Everything below is drawn from a language-neutral spec with test vectors — concrete inputs and expected outputs your implementation can self-check against without driving a real browser.
The surface area
You implement two HTTP endpoints and one response header. That's the whole native protocol.
-
POST /dbsc/registration— the browser sends its newly generated public key here. -
POST /dbsc/refresh— the browser re-proves possession of the key here, on a cycle. - A
Secure-Session-Registrationresponse header you attach to your login response.
Plus a small amount of state: a session record and a short-lived challenge store.
The headers, exactly
Case-insensitive on inbound. Some Chromium builds straddle a rename, so accept the legacy names and emit both.

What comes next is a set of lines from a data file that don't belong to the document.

PR #258, opened 2022-08-09
Cache that no css.core.elementProvider is found

jukzi:
Avoids repeated search for unsupported widgets like
	  Menu
	  MenuItem$MenuItemToolTip
	  ScrollBar
	  DropTarget
	  IME
	  Caret
	  DragSource
	  TaskBar

### DIFF
--- a/bundles/org.eclipse.e4.ui.css.core/src/org/eclipse/e4/ui/css/core/impl/engine/RegistryCSSElementProvider.java
+++ b/bundles/org.eclipse.e4.ui.css.core/src/org/eclipse/e4/ui/css/core/impl/engine/RegistryCSSElementProvider.java
@@ -1,5 +1,5 @@
 /*******************************************************************************
- * Copyright (c) 2014, 2019 Manumitting Technologies Inc and others.
+ * Copyright (c) 2014, 2021 Manumitting Technologies Inc and others.
  *
  * This program and the accompanying materials
  * are made available under the terms of the Eclipse Public License 2.0
@@ -54,6 +54,9 @@ public class RegistryCSSElementProvider implements IElementProvider {
 		if (provider != null) {
 			return provider.getElement(o, engine);
 		}
+		if (providerCache.containsKey(o.getClass())) {
+			return null;
+		}
 		for (Class<?> type : computeElementTypeLookup(o.getClass())) {
 			String typeName = type.getName();
 			for (IConfigurationElement ce : registry.getConfigurationElementsFor(ELEMENT_PROVIDER_EXTPOINT)) {
@@ -72,6 +75,7 @@ public class RegistryCSSElementProvider implements IElementProvider {
 				}
 			}
 		}
+		providerCache.put(o.getClass(), null);
 		return null;
 	}
 


jukzi:
It's not much time spend in that code. I just found that code during debugging and wondered why the search was done over and over again.

laeubi:
@jukzi the registry *might* change over time, so if you use more aggressive caching, it might be good to clear the cache whenever the registry changes, se comment in that file:

> // FIXME: add a registry listener to refresh caches; but would need to
> // add a dispose() to IElementProvider

vogella (approved):
LGTM

laeubi (dismissed):
This will miss later registered/installed items now!

jukzi:
> @jukzi the registry _might_ change over time, so if you use more aggressive caching, it might be good to clear the cache whenever the registry changes.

| Direction | Header | Carries |
|---|---|---|
| Server → Browser | Secure-Session-Registration |
"start a session" instruction, after login |
| Server → Browser | Secure-Session-Challenge |
a fresh challenge JTI, in the 403 that starts a refresh |
| Browser → Server | Secure-Session-Response |
the JWS proof, on registration and refresh |
| Browser → Server | Sec-Secure-Session-Id |
the session id on refresh (the cookie is gone by then) |
Legacy inbound names you MUST also accept: Sec-Session-Response, Sec-Session-Registration. Legacy outbound names you SHOULD also emit: Sec-Session-Registration, Sec-Session-Challenge.
The registration header value is a strict little grammar:
(<alg>);path="<registrationPath>";challenge="<jti>";id="<boundCookieName>"
Joined by ; with no spaces, values double-quoted, algorithm in parentheses (ES256 or RS256). path is where the browser POSTs its key — not the refresh URL. id is the bound cookie's name; Chromium requires it.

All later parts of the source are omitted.